DEMITIDO - Lupi: o ex-ministro será convocado a explicar fraudes
DEMITIDO - Lupi: o ex-ministro será convocado a explicar fraudes (Lula Marques/Agência Brasil)

Desde o início das investigações, Lula demitiu Carlos Lupi do Ministério da Previdência, trocou o comando do INSS e afastou servidores suspeitos de integrar o esquema criminoso. Ele também tem prometido ressarcir aposentados e pensionistas, o que ainda não ocorreu. Enquanto o reembolso não chega, a imagem do presidente derrete. Pesquisa Datafolha mostrou que para 38% dos brasileiros a resposta do governo à crise foi ruim ou péssima.

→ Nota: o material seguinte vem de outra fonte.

PR #319, opened 2023-05-23
Update demo instructions in README to match M4 updates

uhbif19:


nazrhom (approved):

README.md
```diff
@@ -43,11 +43,11 @@ that will start a single cardano-node,
 and 3 instances of the delegate server.
 
 Before starting the demo we will need to build the delegate server docker images.
-This is done through nix and can be done by `make build-docker`.
+This is done inside nix shell and can be done by `make build-docker`.
 This command will build the image and load it as `hydra-auction-delegate:latest`.
 
-We recommend using the `spin-up-new-devnet.sh` script
-to run the demo and start the components,
+We recommend call the `./spin-up-new-devnet.sh 1` script
```
nazrhom, line 49: I think we should change to script to do this by default. Then we can add an optional flag to disable running the delegate servers

nazrhom: But to be honest, I don't even understand why we split it up like this in the first place.
If we are using docker in our tests, then we should use that to spin up the delegate servers as well

uhbif19: Because on L2 tests we test DelegateServer as white box. That means that we emulating its execution and should not start real servers.

That way we could reliably test/avoid concurrency issues for example.

Issue #311, opened 2023-05-22
CLI UX issues evident on testnet


uhbif19:
- [x] Tx await takes long. CLI should show duration of it action - for demo comparison clearness.
- [x] `awaitTransaction` should have timeout. It should be somehow align to network.
- [x] Slots can progress with lags. That results in flaky tx submission fails due to validation interval mismatch - cuz node thinks it in older slot. This should be handled, probably by retries in such cases.
- [x] Slot should be shown in `watch` to cover lag.
- [x] `show-address` CLI action - to check on network explorer
- [x] Fix seeding action: give less ADA (or parameterize), show consistent sums in messges, show Faucet address to user

PR #324, opened 2023-05-29
M5 Actions support in exec parser and bug fixes

uhbif19:
* M5 Actions support in parser
* Delegate logic bug fixes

Além disso, 50% dos entrevistados acreditam que a gestão petista tem muita responsabilidade pelas fraudes no INSS. No caso de Bolsonaro, esse patamar é só um pouco menor: 41%. De olho na eleição de 2026, um grupo fará de tudo para responsabilizar o outro. O risco é de que, em meio ao tiroteio, o que realmente importa seja deixado de lado: identificar os responsáveis pelo roubo e aprovar medidas que fechem brechas para os desvios. Lesados por criminosos, aposentados e pensionistas não merecem ser prejudicados de novo — agora, por um embate eleitoreiro que interessa apenas aos políticos envolvidos.